The Confessing Church: Resistance Through Confession

Ordained Minister, M.Div.
June 6, 2026
2 min read

The Barmen Declaration of 1934 called into existence a movement: the Bekennende Kirche, or Confessing Church. Those who signed Barmen and committed to its principles separated themselves from the official Reich Church that had fallen under Nazi control. They organized their own church government, trained their own pastors through underground seminaries (including one led by Dietrich Bonhoeffer in Finkenwalde), and sought to preserve the integrity of the Gospel under extreme pressure.
Confession as an Act of the Church
The Confessing Church understood confession not merely as a personal spiritual exercise but as a corporate ecclesial act. To confess Christ as Lord was simultaneously to refuse every other claim to ultimate lordship. Barth and others argued that this was not political resistance in the ordinary sense - it was the church simply being the church. When the church speaks truly of Christ, it cannot avoid a collision with any power that claims what belongs to Christ alone.
Bonhoeffer and the Limits of Barmen
Dietrich Bonhoeffer, one of the most prominent members of the Confessing Church, appreciated Barmen but also criticized what he saw as its limitations. The Declaration addressed the status of the church but said little about the persecution of Jews. Bonhoeffer argued that the church's confession of Christ must lead to solidarity with those who suffer, not merely to institutional self-preservation. His eventual involvement in the conspiracy against Hitler reflected this conviction.

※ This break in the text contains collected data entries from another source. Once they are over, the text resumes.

PR #4627, opened 2023-08-18
♻️Maintenance: attempt at fixing monkeypatch warnings

sanderegg:
## What do these changes do?
In an attempt to reduce the warnings and making tests outcome clearer, this shall reduce the warnings generated by the monkeypatch_extra module. The ```monkypatch_extra.py``` module was removed everywhere possible in a train ride. the last ones are still in and concern director-v2, dynamic-sidecar and simcore-sdk. Also some system tests are affected.

To all backend developers: Please do not use any fixture of monkeypatch_extra.py module

The bellow image show an example of tests passing without warnings (green outcome) and with warnings (yellow outcome). If we want to tackle all the SQLAlchemy2.0 warnings for instance. we need to go for warnings free tests.
image

### DIFF
--- a/packages/pytest-simcore/src/pytest_simcore/docker_compose.py
+++ b/packages/pytest-simcore/src/pytest_simcore/docker_compose.py
@@ -22,7 +22,7 @@ from typing import Any, Iterator
 import pytest
 import yaml
 from dotenv import dotenv_values, set_key
-from pytest import ExitCode, MonkeyPatch
+from pytest import ExitCode
 
 from .helpers import (
     FIXTURE_CONFIG_CORE_SERVICES_SELECTION,
@@ -169,11 +169,10 @@ def simcore_docker_compose(
 
 
 @pytest.fixture(scope="module")
-def inject_filestash_config_path(
+def inject_filestash_config_path_env(
     osparc_simcore_scripts_dir: Path,
-    monkeypatch_module: MonkeyPatch,
     env_file_for_testing: Path,
-) -> None:
+) -> dict[str, str]:
     create_filestash_config_py = (
         osparc_simcore_scripts_dir / "filestash" / "create_config.py"
     )
@@ -197,9 +196,7 @@ def inject_filestash_config_path(
         "TMP_PATH_TO_FILESTASH_CONFIG",
         f"{filestash_config_json_path}",
     )
-    monkeypatch_module.setenv(
-        "TMP_PATH_TO_FILESTASH_CONFIG", f"{filestash_config_json_path}"
-    )
+    return {"TMP_PATH_TO_FILESTASH_CONFIG": f"{filestash_config_json_path}"}
 
 
 @pytest.fixture(scope="module")
@@ -208,7 +205,7 @@ def ops_docker_compose(
     osparc_simcore_scripts_dir: Path,
     env_file_for_testing: Path,
     temp_folder: Path,
-    inject_filestash_config_path: None,
+    inject_filestash_config_path_env: dict[str, str],
 ) -> dict[str, Any]:
     """Filters only services in docker-compose-ops.yml and returns yaml data
 
@@ -229,6 +226,7 @@ def ops_docker_compose(
         docker_compose_paths=docker_compose_path,
         env_file_path=env_file_for_testing,
         destination_path=temp_folder / "ops_docker_compose.yml",
+        additional_envs=inject_filestash_config_path_env,
     )
     # NOTE: do not add indent. Copy&Paste log into editor instead
     print(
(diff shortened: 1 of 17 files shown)


packages/pytest-simcore/src/pytest_simcore/docker_compose.py
```diff
@@ -169,11 +169,10 @@ def simcore_docker_compose(
 
 
 @pytest.fixture(scope="module")
-def inject_filestash_config_path(
+def inject_filestash_config_path_env(
     osparc_simcore_scripts_dir: Path,
-    monkeypatch_module: MonkeyPatch,
     env_file_for_testing: Path,
-) -> None:
+) -> dict[str, str]:
```
pcrespov, line 175: Rather use `EnvVarsDict` 

```python
```

packages/pytest-simcore/src/pytest_simcore/docker_compose.py
```diff
@@ -229,6 +226,7 @@ def ops_docker_compose(
         docker_compose_paths=docker_compose_path,
         env_file_path=env_file_for_testing,
         destination_path=temp_folder / "ops_docker_compose.yml",
+        additional_envs=inject_filestash_config_path_env,
```
pcrespov, line 229: yes! I think this is the right way to go

packages/pytest-simcore/src/pytest_simcore/helpers/utils_docker.py
```diff
@@ -124,6 +124,7 @@ def run_docker_compose_config(
     project_dir: Path,
     env_file_path: Path,
     destination_path: Path | None = None,
+    additional_envs: dict[str, str] | None = None,
```
pcrespov, line 127: use `EnvVarsDict`

packages/pytest-simcore/src/pytest_simcore/simcore_services.py
```diff
@@ -133,10 +133,7 @@ def services_endpoint(
     return services_endpoint
 
 
-@pytest.fixture(scope="module")
-def simcore_services_ready(
-    services_endpoint: dict[str, URL], monkeypatch_module: MonkeyPatch
-) -> None:
+def _check_services_ready(services_endpoint: dict[str, URL]) -> None:
```
pcrespov, line 136: STYLE: i would rename as wait_for_services_ready?

packages/pytest-simcore/src/pytest_simcore/simcore_services.py
```diff
@@ -133,10 +133,7 @@ def services_endpoint(
...
 
 
-@pytest.fixture(scope="module")
-def simcore_services_ready(
-    services_endpoint: dict[str, URL], monkeypatch_module: MonkeyPatch
-) -> None:
+def _check_services_ready(services_endpoint: dict[str, URL]) -> None:
     """
     - Waits for services in `core_services_selection` to be healthy
     - Sets environment with these (host:port) endpoitns
```
pcrespov, line 139: update doc...

services/web/server/tests/unit/with_dbs/conftest.py
```diff
@@ -78,20 +78,21 @@ def disable_swagger_doc_generation(
...
-    cfg = deepcopy(default_app_cfg["db"]["postgres"])
+def docker_compose_env(default_app_cfg: ConfigDict) -> Iterator[pytest.MonkeyPatch]:
+    postgres_cfg = default_app_cfg["db"]["postgres"]
 
     # docker-compose reads these environs
-    monkeypatch_session.setenv("TEST_POSTGRES_DB", cfg["database"])
-    monkeypatch_session.setenv("TEST_POSTGRES_USER", cfg["user"])
-    monkeypatch_session.setenv("TEST_POSTGRES_PASSWORD", cfg["password"])
+    with pytest.MonkeyPatch().context() as patcher:
+        patcher.setenv("TEST_POSTGRES_DB", postgres_cfg["database"])
```
pcrespov, line 86: as discussed, this is equivalent to the current solution :-) but if  **for this case** you do not see any side-effect I guess we can live with it

pcrespov (approved):
thx!

packages/pytest-simcore/src/pytest_simcore/simcore_services.py
sanderegg: removed useless comments

services/web/server/tests/unit/with_dbs/conftest.py
sanderegg: as I said, this is pytest-docker. there is no way around this.
Feel free to find another way.
My 2 cent here: get rid of pytest-docker. But I think we already had that discussion once.

GitHK (approved):

matusdrobuliak66 (approved):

The Inheritance of the Confessing Church
The Confessing Church's legacy is complex. Many of its members accommodated themselves to the regime more than they should have. But its theological witness - that the church confesses Christ as the one Lord and that this confession has structural consequences for the church's life - has influenced ecclesiology around the world. From South Africa's Belhar Confession to contemporary evangelical discussions of cultural captivity, Barmen continues to pose its central question: will the church confess Christ, or will it confess something else?